# Certification



## Conservit (Mar 25, 2009)

Hey guys...new to bow hunting. From what I understand to get a bow-tag you need a certification. 
Looking for some ideas of how to study for the test? where does one begin? :-?

Thanks in advance!


----------



## crosshunt (Feb 10, 2009)

i would probably just go to your fish and game area and ask them for any info and all the regs on bow hunting and that should help.


----------



## mmhoium (Jun 16, 2009)

Being a SD resident, we have to take the NBEF test for a license (at least for people born in my birth year; don't know about older). They have an excellent program for instruction. Just head over to their site, select your state as SD and you can look at the study material for the test and even take the practice test.

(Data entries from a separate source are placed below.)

PR #5612, opened 2021-04-12
Update errors.md with info about Zones errors handling

blazern:
Some errors that occur in a Flutter app cannot be caught by the Flutter framework.
When I first faced it, it took me some time to figure out that these errors can be caught by a Zone and how a Zone should be initialized.

Part of the added text is taken from this issue: https://github.com/flutter/flutter/issues/10761

### DIFF
--- a/src/docs/testing/errors.md
+++ b/src/docs/testing/errors.md
@@ -33,10 +33,16 @@ You can customize these behaviors,
 typically by setting them to values in
 your `void main()` function.
 
-## Quit application on encountering an error
+Below each error type handling is explained. At the bottom
+there's a code snippet which handles all types of errors. Even
+though you can just copy-paste the snippet, we recommend you
+to first get acquainted with each of the error types.
+
+## Errors caught by Flutter
 
 For example, to make your application quit immediately any time an
-error occurs in release mode, you could use the following handler:
+error is caught by Flutter in release mode, you could use the
+following handler:
 
 <!-- skip -->
 ```dart
@@ -65,7 +71,7 @@ This handler can also be used to report errors to a logging service.
 For more details, see our cookbook chapter for 
 [reporting errors to a service][].
 
-## Define a custom error widget
+## Define a custom error widget for build phase errors
 
 To define a customized error widget that displays whenever
 the builder fails to build a widget, use [`MaterialApp.builder`][].
@@ -90,11 +96,12 @@ class MyApp extends StatelessWidget {
 }
 ```
 
-## Set up error handling for a Zone
+## Errors not caught by Flutter
 
 Consider an `onPressed` callback that invokes an asynchronous function,
 such as `MethodChannel.invokeMethod` (or pretty much any plugin).
 For example:
+
 <!-- skip -->
 ```dart
 OutlinedButton(
@@ -105,26 +112,88 @@ OutlinedButton(
   },
 ),
 ```
+
 If `invokeMethod` throws an error, it won't be forwarded to `FlutterError.onError`.
 Instead, it's forwarded to the `Zone` where `runApp` was run.
 
 To catch such an error, use [`runZonedGuarded`][].
+
 <!-- skip -->
 ```dart
 import 'dart:async';
 
 void main() {
-  runZonedGuarded(() async {
-    WidgetsFlutterBinding.ensureInitialized();
-    runApp(MyApp()));
+  runZonedGuarded(() {
+    runApp(MyApp());
   }, (Object error, StackTrace stack) {
     myBackend.sendError(error, stack);
   });
 }
 ```
-Note that `WidgetsFlutterBinding.ensureInitialized()` is
-called within `runZonedGuarded`; error handling wouldn't work if
-the function were called from the outside.
+
+Note that if in your app you call `WidgetsFlutterBinding.ensureInitialized()`
+manually to perform some initialization before calling `runApp` (e.g.
+`Firebase.initializeApp()`), you **must** call
+`WidgetsFlutterBinding.ensureInitialized()` inside `runZonedGuarded`:
+
+<!-- skip -->
+```dart
+runZonedGuarded(() async {
+  WidgetsFlutterBinding.ensureInitialized();
+  await Firebase.initializeApp();
+  runApp(MyApp());
+}
+```
+
+{{site.alert.note}}
+    Error handling wouldn't work if `WidgetsFlutterBinding.ensureInitialized()`
+    was called from the outside.
+{{site.alert.end}}
+
+## Handling all types of errors
+
+Say you want to exit application on any exception and to display
+a custom error widget whenever a widget building fails - you can base
+your errors handling on next code snippet:
+
+<!-- skip -->
+```dart
+import 'dart:io';
+
+import 'package:flutter/foundation.dart';
+import 'package:flutter/material.dart';
+
+void main() {
+  runZonedGuarded(() async {
+    WidgetsFlutterBinding.ensureInitialized();
+    await myErrorsHandler.initialize();
+    FlutterError.onError = (FlutterErrorDetails details) {
+      FlutterError.dumpErrorToConsole(details);
+      myErrorsHandler.onError(details);
+      exit(1);
+    };
+    runApp(MyApp());
+  }, (Object error, StackTrace stack) {
+    myErrorsHandler.onError(error, stack);
+    exit(1);
+  });
+}
+
+class MyApp extends StatelessWidget {
+  @override
+  Widget build(BuildContext context) {
+    return MaterialApp(
+      builder: (BuildContext context, Widget widget) {
+        Widget error = Text('...rendering error...');
+        if (widget is Scaffold || widget is Navigator)
+          error = Scaffold(body: Center(child: error));
+        ErrorWidget.builder = (FlutterErrorDetails errorDetails) => error;
+        return widget;
+      },
+    );
+  }
+}
+```
 
 [`ErrorWidget.builder`]: {{site.api}}/flutter/widgets/ErrorWidget/builder.html
 [`FlutterError.onError`]: {{site.api}}/flutter/foundation/FlutterError/onError.html
--- a/src/docs/testing/errors.md
+++ b/src/docs/testing/errors.md
@@ -5,9 +5,11 @@ description: How to control error messages and logging of errors
 
 The Flutter framework catches errors that occur during callbacks
 triggered by the framework itself, including errors encountered
-during the build, layout, and paint phases.
+during the build, layout, and paint phases. Errors that don't occur
+within Flutter's callbacks can't be caught by the framework,
+but you can handle them by setting up a [`Zone`][].
 
-All of these errors are routed to the
+All errors caught by Flutter are routed to the
 [`FlutterError.onError`][] handler. By default,
 this calls [`FlutterError.dumpErrorToConsole`][],
 which, as you might guess, dumps the error to the device logs.
@@ -22,6 +24,10 @@ invoked to build the widget that is used
 instead of the one that failed. By default,
 in debug mode this shows an error message in red,
 and in release mode this shows a gray background.
+
+When errors occur without a Flutter callback on the call stack,
+they are handled by the `Zone` where they occur. By default,
+a `Zone` only prints errors and does nothing else.
 
 You can customize these behaviors,
 typically by setting them to values in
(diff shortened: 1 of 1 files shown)


blazern:
@googlebot I signed it!

src/docs/testing/errors.md
```diff
@@ -5,9 +5,11 @@ description: How to control error messages and logging of errors
 
 The Flutter framework catches errors that occur during callbacks
 triggered by the framework itself, including errors encountered
-during the build, layout, and paint phases.
+during the build, layout, and paint phases. Errors which occur
+not within Flutter's callbacks cannot be caught by the framework,
+but you can handle them by setting up a Zone.
```
sfshaza2, line 10:
```suggestion
during the build, layout, and paint phases. Errors that don't occur
within Flutter's callbacks can't be caught by the framework,
but you can handle them by setting up a [`Zone`][].
```

src/docs/testing/errors.md
```diff
@@ -5,9 +5,11 @@ description: How to control error messages and logging of errors
...
 
-All of these errors are routed to the
+All of errors caught by Flutter are routed to the
```
sfshaza2, line 12:
```suggestion
All errors caught by Flutter are routed to the
```

src/docs/testing/errors.md
```diff
@@ -23,6 +25,10 @@ instead of the one that failed. By default,
 in debug mode this shows an error message in red,
 and in release mode this shows a gray background.
 
+When errors occur without a Flutter callback on the call
+stack they are handled by the Zone they occur in. By default
+Zones only print errors and do nothing else.
```
sfshaza2, line 30:
```suggestion
When errors occur without a Flutter callback on the call stack,
they are handled by the `Zone` where they occur. By default,
a `Zone` only prints errors and does nothing else.
```

src/docs/testing/errors.md
```diff
@@ -84,9 +90,45 @@ class MyApp extends StatelessWidget {
 }
 ```
 
+## Set up a Zone errors handling
```
sfshaza2, line 93:
```suggestion
## Set up error handling for a Zone
```

src/docs/testing/errors.md
```diff
@@ -84,9 +90,45 @@ class MyApp extends StatelessWidget {
...
+
+Consider an `onPressed` callback that invokes an asynchronous function,
+such as `MethodChannel.invokeMethod` (or pretty much any plugin):
```
sfshaza2, line 96:
```suggestion
such as `MethodChannel.invokeMethod` (or pretty much any plugin).
For example:
```

src/docs/testing/errors.md
```diff
@@ -84,9 +90,45 @@ class MyApp extends StatelessWidget {
...
+<!-- skip -->
+```dart
+OutlinedButton(
+  child: Text('Click me!'),
+  onPressed: () async {
+    final channel = const MethodChannel('crashy-custom-channel');
```
sfshaza2, line 102: This made me LOL.  :D

src/docs/testing/errors.md
```diff
@@ -84,9 +90,45 @@ class MyApp extends StatelessWidget {
...
+    await channel.invokeMethod('blah');
+  },
+),
+```
+If `invokeMethod` throws an error, it will not be forwarded to `FlutterError.onError`.
```
sfshaza2, line 107:
```suggestion
If `invokeMethod` throws an error, it won't be forwarded to `FlutterError.onError`.
```

src/docs/testing/errors.md
```diff
@@ -84,9 +90,45 @@ class MyApp extends StatelessWidget {
...
+Instead, it will be forwarded to the `Zone` where `runApp` was run.
```
sfshaza2, line 108:
```suggestion
Instead, it's forwarded to the `Zone` where `runApp` was run.
```

src/docs/testing/errors.md
```diff
@@ -84,9 +90,45 @@ class MyApp extends StatelessWidget {
...
+    WidgetsFlutterBinding.ensureInitialized();
+    runApp(MyApp()));
+  }, (Object error, StackTrace stack) {
+    myBackend.sendError(error, stack);
+  });
+}
+```
+Please note that `WidgetsFlutterBinding.ensureInitialized()` is
+called within `runZonedGuarded` - error handling wouldn't work if
+the function would be called from the outside.
```
sfshaza2, line 126:
```suggestion
Note that `WidgetsFlutterBinding.ensureInitialized()` is
called within `runZonedGuarded`; error handling wouldn't work if
the function were called from the outside.
```

sfshaza2 (commented):
What a great tip, @blazen! Thanks for updating the docs with this valuable insight. With my suggested changes, it LGTM, but I would like @domesticmouse to also take a look.

src/docs/testing/errors.md
```diff
@@ -84,9 +90,45 @@ class MyApp extends StatelessWidget {
...
+
 [`ErrorWidget.builder`]: {{site.api}}/flutter/widgets/ErrorWidget/builder.html
 [`FlutterError.onError`]: {{site.api}}/flutter/foundation/FlutterError/onError.html
 [`FlutterError.dumpErrorToConsole`]: {{site.api}}/flutter/foundation/FlutterError/dumpErrorToConsole.html
 [`kReleaseMode`]:  {{site.api}}/flutter/foundation/kReleaseMode-constant.html
 [`MaterialApp.builder`]: {{site.api}}/flutter/material/MaterialApp/builder.html
 [reporting errors to a service]: /docs/cookbook/maintenance/error-reporting
+[`runZonedGuarded`]: {site.api}}/flutter/dart-async/runZonedGuarded.html
```
sfshaza2, line 134: Add a [`Zone`] link to this section.

Also, the `runZonedGuarded` link is causing the build failure. It should be ``{{site.api}}``, not `{site.api}``.

domesticmouse (approved):
LGTM once @sfshaza2's concerns are dealt with =)

esDotDev:
I'm not clear from the docs whether Zone catches all errors, or if we still need to FlutterError.onError callback.

Also would be nice if they cut to the chase a bit, and led off with Global Error Handling section. Something like:

To catch all errors that can occur in your FlutterApp, use the following code:
```
void main() {
  void handleError(Object error, StackTrace stack) => myBackend.sendError(error, stack);
  FlutterError.onError = (FlutterErrorDetails details) => handleError(details.exception, details.stack)
  runZonedGuarded(() async {
    WidgetsFlutterBinding.ensureInitialized();
    runApp(MyApp()));
  }, handleError);
}
```

Then get into the various implementation details and explanations.

src/docs/testing/errors.md
```diff
@@ -23,6 +25,10 @@ instead of the one that failed. By default,
 in debug mode this shows an error message in red,
 and in release mode this shows a gray background.
 
+When errors occur without a Flutter callback on the call stack,
+they are handled by the <span class="x x-first x-last">`</span>Zone<span class="x x-first x-last">` where </span>they occur. By default<span class="x x-first x-last">,</span>
```
blazern, line 29: That doesn't seem good :scream:

blazern:
> I'm not clear from the docs whether Zone catches all errors, or if we still need to FlutterError.onError callback.

Both are needed :)
Could you please suggest a text change which would reflect that?

> Also would be nice if they cut to the chase a bit, and led off with Global Error Handling section. Something like:
> 
> To catch all errors that can occur in your FlutterApp, use the following code:
> 
> ```
> void main() {
>   void handleError(Object error, StackTrace stack) => myBackend.sendError(error, stack);
>   FlutterError.onError = (FlutterErrorDetails details) => handleError(details.exception, details.stack)
>   runZonedGuarded(() async {
>     WidgetsFlutterBinding.ensureInitialized();
>     runApp(MyApp()));
>   }, handleError);
> }
> ```
> 
> Then get into the various implementation details and explanations.

@domesticmouse, @sfshaza2, what do you think?
I tried to make as few changes as possible to retain original structure and spirit of the document as I'm just a passersby and not an owner.
But such "Global Error Handling" section does look useful to me.

src/docs/testing/errors.md
```diff
@@ -84,9 +90,47 @@ class MyApp extends StatelessWidget {
...
+To catch such an error, use [`runZonedGuarded`][].
+<!-- skip -->
+```dart
+import 'dart:async';
+
+void main() {
+  runZonedGuarded(() async {
+    WidgetsFlutterBinding.ensureInitialized();
+    runApp(MyApp()));
+  }, (Object error, StackTrace stack) {
```
kaboc, line 120: Is `WidgetsFlutterBinding.ensureInitialized()` really necessary here? If I'm not mistaken, it is also called from `runApp()`. I don't see why it needs to be called twice in a row in the same zone.

src/docs/testing/errors.md
```diff
@@ -84,9 +90,47 @@ class MyApp extends StatelessWidget {
...
+If `invokeMethod` throws an error, it won't be forwarded to `FlutterError.onError`.
+Instead, it's forwarded to the `Zone` where `runApp` was run.
+
+To catch such an error, use [`runZonedGuarded`][].
+<!-- skip -->
+```dart
+import 'dart:async';
+
+void main() {
+  runZonedGuarded(() async {
```
kaboc, line 117: nit:
```suggestion
  runZonedGuarded(() {
```

src/docs/testing/errors.md
```diff
@@ -84,9 +90,47 @@ class MyApp extends StatelessWidget {
...
+    WidgetsFlutterBinding.ensureInitialized();
+    runApp(MyApp()));
```
kaboc, line 119:
```suggestion
    runApp(MyApp());
```

src/docs/testing/errors.md
blazern: It is indeed not necessary it this example.

But in many cases `WidgetsFlutterBinding.ensureInitialized()` needs to be called manually if a developer wants to initialize something before `runApp` (e.g. Crashlytics).

`WidgetsFlutterBinding.ensureInitialized()` is called manually in this example to emphasize that it needs to be called from inside of the `Zone`, otherwise errors handling won't work.

kaboc: @blazern
Yes, but does it have to be inside `runZonedGuarded()` even if the initialization you mentioned is outside of it, or do you mean all initialization should be done inside `runZonedGuarded()` like below?

```dart
void main() {
  runZonedGuarded(() async {
    WidgetsFlutterBinding.ensureInitialized();
    await Firebase.initializeApp();
    runApp(MyApp());
  }, ...);
}
```

blazern: @kaboc
I mean that if `WidgetsFlutterBinding.ensureInitialized()` is to be called, it must always be called inside `runZonedGuarded()`.

And if some initialization (like `await Firebase.initializeApp()`) must be called after `WidgetsFlutterBinding.ensureInitialized()`, then such initialization must also be called from `runZonedGuarded()`.

I thought that it can be easily understood from [the note below](https://github.com/flutter/website/pull/5612/files#diff-913f1e4f31d4c1700b06e4c3c4653f4470fe6c8f088b258fac6143a944767d3aR125)... Do you think the note should be reworded?

kaboc: @blazern 
Now that I understand what you meant, the note looks easy to understand, but it was confusing at the first glance because I'd never seen pieces of code where initialization was done inside `runZonedGuarded()`.

How about adding some comment about initialization between `WidgetsFlutterBinding.ensureInitialized();` and `runApp(MyApp());` in the example code? I guess it'll help readers understand it more clearly.

sfshaza2:
I absolutely love this discussion. I'm ok with larger edits if it clarifies things. There is no need to treat the existing page as precious. Just like we deprecate APIs, we can restructure/rewrite docs. You just have to be careful about it because I am kind of picky about things. Let me know when you are ready for another review. I appreciate all the community members who have weighed in! It makes me feel like this info is in good hands.

esDotDev:
I'm not sure how I can suggest a whole-scale edit to the file, but in general I'd move the details that pertain to each section, into that section, which leaves the intro quite short, then get into global error handling right off the top.

Attached is a sample .md file that shows what I mean, I didn't add much new content, just moved things around (and added `code` tags) 
[errors.md](https://github.com/flutter/website/files/6306191/errors.md)

blazern:
Added a commit which tries to address all suggestions and issues pointed by @esDotDev and @kaboc.
Now I'm much less sure if the changes are ok though, because the document became 2x larger than it originally was.

sfshaza2 (approved):
This looks ok to me, though I admit I have not staged it. I am going to merge it. If the resulting page still looks problematic, either I, or involved community members (love you folks), can revisit.

blazern:
Hooray!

All bowhunters should know the information contained there. PM me if you need more help finding the site.


----------



## Conservit (Mar 25, 2009)

mmhoium said:


> Being a SD resident, we have to take the NBEF test for a license (at least for people born in my birth year; don't know about older). They have an excellent program for instruction. Just head over to their site, select your state as SD and you can look at the study material for the test and even take the practice test. All bowhunters should know the information contained there. PM me if you need more help finding the site.


Thanks for the help guys! :beer: Got my certification completed and am excited to give it a go this year. Good luck to all


----------